* Work required *
Of all the entries below, retype only the lines from the one with "I'd add that" through the one with "Actually now that", exactly as they appear.

* Available data *
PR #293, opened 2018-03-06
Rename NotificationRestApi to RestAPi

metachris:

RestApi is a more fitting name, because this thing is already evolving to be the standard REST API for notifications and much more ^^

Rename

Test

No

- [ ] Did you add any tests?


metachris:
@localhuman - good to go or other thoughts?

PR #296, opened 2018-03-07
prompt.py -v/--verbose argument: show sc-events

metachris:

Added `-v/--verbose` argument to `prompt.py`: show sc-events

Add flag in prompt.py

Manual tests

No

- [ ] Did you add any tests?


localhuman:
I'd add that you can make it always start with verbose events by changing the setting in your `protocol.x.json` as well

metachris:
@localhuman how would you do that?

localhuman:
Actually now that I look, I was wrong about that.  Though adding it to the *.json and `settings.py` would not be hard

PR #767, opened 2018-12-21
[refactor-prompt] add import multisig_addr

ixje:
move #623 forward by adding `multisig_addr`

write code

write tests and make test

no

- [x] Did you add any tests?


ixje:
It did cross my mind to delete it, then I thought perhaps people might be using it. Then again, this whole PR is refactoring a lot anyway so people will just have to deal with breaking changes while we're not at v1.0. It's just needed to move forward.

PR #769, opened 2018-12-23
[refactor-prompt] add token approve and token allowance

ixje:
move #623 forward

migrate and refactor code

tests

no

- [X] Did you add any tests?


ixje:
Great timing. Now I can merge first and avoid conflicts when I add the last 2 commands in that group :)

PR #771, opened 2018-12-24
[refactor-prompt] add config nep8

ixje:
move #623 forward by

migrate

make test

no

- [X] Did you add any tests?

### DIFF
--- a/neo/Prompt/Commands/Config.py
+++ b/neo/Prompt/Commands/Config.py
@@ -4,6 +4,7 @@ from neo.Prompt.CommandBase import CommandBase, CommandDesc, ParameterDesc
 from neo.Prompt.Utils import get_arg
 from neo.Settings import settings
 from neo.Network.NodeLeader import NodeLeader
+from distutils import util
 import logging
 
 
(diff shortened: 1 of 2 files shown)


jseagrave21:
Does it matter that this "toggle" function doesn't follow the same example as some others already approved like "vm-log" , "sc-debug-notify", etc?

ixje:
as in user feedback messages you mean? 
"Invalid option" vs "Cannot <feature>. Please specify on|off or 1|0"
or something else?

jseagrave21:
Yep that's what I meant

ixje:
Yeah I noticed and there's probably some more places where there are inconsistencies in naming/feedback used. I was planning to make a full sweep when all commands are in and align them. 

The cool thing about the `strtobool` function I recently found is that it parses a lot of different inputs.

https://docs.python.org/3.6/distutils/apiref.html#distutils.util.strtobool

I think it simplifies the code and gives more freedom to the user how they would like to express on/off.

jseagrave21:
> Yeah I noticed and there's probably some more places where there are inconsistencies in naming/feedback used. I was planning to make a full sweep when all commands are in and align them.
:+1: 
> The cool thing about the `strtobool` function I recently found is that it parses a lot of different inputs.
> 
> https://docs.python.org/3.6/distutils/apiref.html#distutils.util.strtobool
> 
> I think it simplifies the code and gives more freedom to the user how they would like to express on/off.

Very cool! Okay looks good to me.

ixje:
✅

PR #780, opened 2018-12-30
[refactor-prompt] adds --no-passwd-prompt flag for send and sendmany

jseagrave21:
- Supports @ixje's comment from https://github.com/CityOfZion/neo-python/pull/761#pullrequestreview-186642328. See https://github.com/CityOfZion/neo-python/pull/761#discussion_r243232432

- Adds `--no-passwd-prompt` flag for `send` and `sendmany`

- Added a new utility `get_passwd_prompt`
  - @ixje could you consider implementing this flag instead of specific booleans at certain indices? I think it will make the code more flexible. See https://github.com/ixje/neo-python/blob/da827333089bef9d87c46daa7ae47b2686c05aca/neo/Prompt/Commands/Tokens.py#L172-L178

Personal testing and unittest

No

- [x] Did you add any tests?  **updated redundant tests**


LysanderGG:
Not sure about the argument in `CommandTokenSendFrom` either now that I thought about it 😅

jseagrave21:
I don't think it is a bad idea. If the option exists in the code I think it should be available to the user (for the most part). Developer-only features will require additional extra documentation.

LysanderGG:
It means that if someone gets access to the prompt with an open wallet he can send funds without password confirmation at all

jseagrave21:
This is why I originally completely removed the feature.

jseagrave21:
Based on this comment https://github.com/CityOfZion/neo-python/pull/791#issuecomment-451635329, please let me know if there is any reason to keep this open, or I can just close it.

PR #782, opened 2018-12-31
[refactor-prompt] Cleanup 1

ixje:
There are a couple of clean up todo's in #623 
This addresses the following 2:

* Your response *
I'd add that you can make it always start with verbose events by changing the setting in your `protocol.x.json` as well

metachris:
@localhuman how would you do that?

localhuman:
Actually now that I look, I was wrong about that.  Though adding it to the *.json and `settings.py` would not be hard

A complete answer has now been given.